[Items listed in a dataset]
PR #614, opened 2021-07-13
Various moving flow fixes

hugokallstrom:
Please check commit messages to see what fixes this PR contains

### Checklist

### DIFF
--- a/app/src/main/java/com/hedvig/app/feature/home/ui/HomeFragment.kt
+++ b/app/src/main/java/com/hedvig/app/feature/home/ui/HomeFragment.kt
@@ -16,6 +16,7 @@ import com.hedvig.app.feature.claims.ui.commonclaim.EmergencyData
 import com.hedvig.app.feature.home.service.HomeTracker
 import com.hedvig.app.feature.loggedin.ui.LoggedInViewModel
 import com.hedvig.app.feature.loggedin.ui.ScrollPositionListener
+import com.hedvig.app.feature.settings.Market
 import com.hedvig.app.feature.settings.MarketManager
 import com.hedvig.app.util.FeatureFlag
 import com.hedvig.app.util.extensions.view.updatePadding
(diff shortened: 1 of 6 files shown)


app/src/main/java/com/hedvig/app/feature/home/ui/HomeFragment.kt
```diff
@@ -157,7 +158,7 @@ class HomeFragment : Fragment(R.layout.home_fragment) {
                     if (pendingAddress != null && pendingAddress.isNotBlank()) {
                         add(HomeModel.PendingAddressChange(pendingAddress))
                     }
-                    if (FeatureFlag.MOVING_FLOW.enabled) {
+                    if (FeatureFlag.MOVING_FLOW.enabled && marketManager.market == Market.SE) {
```
hedvigoscar, line 161: Should we move this logic up to the feature flag itself? Now we're spreading it out in various places in the code, right? 🤔

app/src/main/res/layout/activity_checkout.xml
```diff
@@ -100,7 +100,7 @@
                 android:hint="@string/simple_sign_login.text_field.label"
                 app:layout_constraintStart_toStartOf="parent"
                 app:layout_constraintTop_toBottomOf="@id/emailInputContainer"
-                app:placeholderText="DDMMYYXXXX">
+                app:placeholderText="@string/simple_sign_login.text_field.helper_text">
```
hedvigoscar, line 103: 👏

hedvigoscar (approved):
Approved upon addressing question 🙂

app/src/main/java/com/hedvig/app/feature/home/ui/HomeFragment.kt
hugokallstrom: I was thinking about that, but the feature flag will be removed when we release moving flow and we want to keep the market logic - so thats why they are separated here.

hedvigoscar: Perhaps we should keep the flag until we reach general availability of the feature? 🙂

Required work.
All lines from the records above should be copied exactly.

Answer box.
PR #614, opened 2021-07-13
Various moving flow fixes

hugokallstrom:
Please check commit messages to see what fixes this PR contains

### Checklist

### DIFF
--- a/app/src/main/java/com/hedvig/app/feature/home/ui/HomeFragment.kt
+++ b/app/src/main/java/com/hedvig/app/feature/home/ui/HomeFragment.kt
@@ -16,6 +16,7 @@ import com.hedvig.app.feature.claims.ui.commonclaim.EmergencyData
 import com.hedvig.app.feature.home.service.HomeTracker
 import com.hedvig.app.feature.loggedin.ui.LoggedInViewModel
 import com.hedvig.app.feature.loggedin.ui.ScrollPositionListener
+import com.hedvig.app.feature.settings.Market
 import com.hedvig.app.feature.settings.MarketManager
 import com.hedvig.app.util.FeatureFlag
 import com.hedvig.app.util.extensions.view.updatePadding
(diff shortened: 1 of 6 files shown)


app/src/main/java/com/hedvig/app/feature/home/ui/HomeFragment.kt
```diff
@@ -157,7 +158,7 @@ class HomeFragment : Fragment(R.layout.home_fragment) {
                     if (pendingAddress != null && pendingAddress.isNotBlank()) {
                         add(HomeModel.PendingAddressChange(pendingAddress))
                     }
-                    if (FeatureFlag.MOVING_FLOW.enabled) {
+                    if (FeatureFlag.MOVING_FLOW.enabled && marketManager.market == Market.SE) {
```
hedvigoscar, line 161: Should we move this logic up to the feature flag itself? Now we're spreading it out in various places in the code, right? 🤔

app/src/main/res/layout/activity_checkout.xml
```diff
@@ -100,7 +100,7 @@
                 android:hint="@string/simple_sign_login.text_field.label"
                 app:layout_constraintStart_toStartOf="parent"
                 app:layout_constraintTop_toBottomOf="@id/emailInputContainer"
-                app:placeholderText="DDMMYYXXXX">
+                app:placeholderText="@string/simple_sign_login.text_field.helper_text">
```
hedvigoscar, line 103: 👏

hedvigoscar (approved):
Approved upon addressing question 🙂

app/src/main/java/com/hedvig/app/feature/home/ui/HomeFragment.kt
hugokallstrom: I was thinking about that, but the feature flag will be removed when we release moving flow and we want to keep the market logic - so thats why they are separated here.

hedvigoscar: Perhaps we should keep the flag until we reach general availability of the feature? 🙂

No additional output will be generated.